_Listed records_:
PR #454, opened 2022-08-03
Feature: APP-799 Add withdraw executer widget

sepehr2github:
## Description

- Executor widget added to review proposal for withdraw action

Task: [APP-799](https://aragonassociation.atlassian.net/browse/APP-799)

## Type of change

## Checklist:


RakeshUP (approved):
The new execution widget looks very good! But the app crashes when using the New Withdraw flow on the Finance page. Could you look into that?

sepehr2github:
> The new execution widget looks very good! But the app crashes when using the New Withdraw flow on the Finance page. Could you look into that?

Thanks, for mentioning it, Issue is addressed!

packages/web-app/src/components/reviewExecution/index.tsx
```diff
@@ -0,0 +1,93 @@
...
+export const ReviewExecution: React.FC = () => {
+  const {t} = useTranslation();
+  const {getValues} = useFormContext();
+  const {actions} = getValues();
+  const {actions: actionTypes} = useActionsContext();
+
+  const {data: daoId} = useDaoParam();
+  const {data: dao} = useDaoMetadata(daoId);
+
+  const RenderActions = useCallback(
```
WissenIstNacht: A function that returns components? That's just another component! :)

I think I can understand why you did this (easier not having to pass down variables as props maybe). But I would really define `RenderActions` as a normal component outside of `ReviewExecution`. This also takes care of detecting changes (currently, you're missing `action` in the dependency array of use callback). Also, if you're worried about performance of rerenders, don't be. Practically none of the things on this page will ever trigger a re-render.

packages/web-app/src/components/reviewExecution/index.tsx
```diff
@@ -0,0 +1,93 @@
...
+
+type RenderActionsProps = {
+  action: Action;
+  type: ActionsTypes;
+};
+
+export const ReviewExecution: React.FC = () => {
+  const {t} = useTranslation();
+  const {getValues} = useFormContext();
+  const {actions} = getValues();
```
WissenIstNacht, line 14: Remember when we discussed that this could become like a single execution widget that could be used both for review pages as well as proposal details pages? From a technical perspective this could be tricky. Because from the proposal details page we won't have access to the actions context, right?

No need worry about this right now. Just something we might to ask ourselves at some point.

WissenIstNacht (changes requested):
Thanks a lot, the widget indeed looks sweet! I left a quick refactor request, then it should be good to go!

Fabricevladimir (changes requested):
Good work! I do echo @WissenIstNacht's sentiments in terms of making the execution widget take in the actions and whatever else it needs as props. That said, we can leave this as is and refactor it when we implement the widget on the proposal details page. 

One other thing I encountered was when creating a withdraw through the main create proposal flow, selecting a token from the list doesn't close the modal for whatever reason.

packages/web-app/src/components/reviewExecution/index.tsx
sepehr2github: Agreed, as Fabrice said my plan was to tackle this one once we want to implement the widgets on proposal details page

WissenIstNacht (approved):
Yup, checks out. Thanks a lot!

packages/web-app/src/components/reviewExecution/actionsFilter.tsx
```diff
@@ -0,0 +1,33 @@
...
+  action,
+  type,
+}: ActionsFilterProps) => {
+  const {data: daoId} = useDaoParam();
+  const {data: dao} = useDaoMetadata(daoId);
+
+  switch (type) {
+    case 'withdraw_assets':
+      return (
+        <>
```
Fabricevladimir: Any particular reason for the fragment tags?

Fabricevladimir (approved):
Good to go once you've resolved the conflicts!

PR #457, opened 2022-08-08
Feat: Review DAO checkbox validation

RakeshUP:
## Description

- Refactor the Review DAO page to use DescriptionList component
- Checkboxes in the review DAO page now have an error state
- Added AlertCard to review DAO page

Task: [598](https://aragonassociation.atlassian.net/browse/APP-598), [390](https://aragonassociation.atlassian.net/browse/APP-390)

## Type of change

## Checklist:

### DIFF
--- a/packages/ui-components/src/components/checkbox/checkboxListItem.tsx
+++ b/packages/ui-components/src/components/checkbox/checkboxListItem.tsx
@@ -60,7 +60,7 @@ type ContainerTypes = {
 };
 
 const Container = styled.div.attrs(({disabled, state}: ContainerTypes) => ({
-  className: `w-full py-1.5 px-2 rounded-xl border-2 focus:outline-none focus-visible:ring-2 focus-visible:ring-primary-500 ${
+  className: `py-1.5 px-2 rounded-xl border-2 focus:outline-none focus-visible:ring-2 focus-visible:ring-primary-500 ${
     disabled
       ? 'bg-ui-100 border-ui-300'
       : `bg-ui-0 group hover:border-primary-500 cursor-pointer ${
@@ -71,7 +71,7 @@ const Container = styled.div.attrs(({disabled, state}: ContainerTypes) => ({
 }))<ContainerTypes>``;
 
 const HStack = styled.div.attrs(({disabled, state}: ContainerTypes) => ({
-  className: `flex justify-between items-center group-hover:text-primary-500 ${
+  className: `flex justify-between items-center group-hover:text-primary-500 space-x-1.5 ${
     disabled
       ? 'text-ui-600'
       : state !== 'default'
--- a/packages/ui-components/src/components/checkbox/checkboxListItem.tsx
+++ b/packages/ui-components/src/components/checkbox/checkboxListItem.tsx
@@ -27,6 +27,7 @@ export type CheckboxListItemProps = {
   multiSelect?: boolean;
   disabled?: boolean;
   state?: 'default' | 'active' | 'multi';
+  errorBorder?: boolean;
   onClick?: React.MouseEventHandler;
 };
 
@@ -36,6 +37,7 @@ export const CheckboxListItem: React.FC<CheckboxListItemProps> = ({
   multiSelect = false,
   disabled = false,
   state = 'default',
+  errorBorder = false,
   onClick,
 }) => {
   return (
@@ -43,6 +45,7 @@ export const CheckboxListItem: React.FC<CheckboxListItemProps> = ({
       data-testid="checkboxListItem"
       state={state}
       disabled={disabled}
+      errorBorder={errorBorder}
       {...(disabled ? {} : {onClick})}
     >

_Aim of the task_: For an answer, give a copy of every line in the listing that holds the word "boolean".

_Answer space_:
   multiSelect?: boolean;
   disabled?: boolean;
+  errorBorder?: boolean;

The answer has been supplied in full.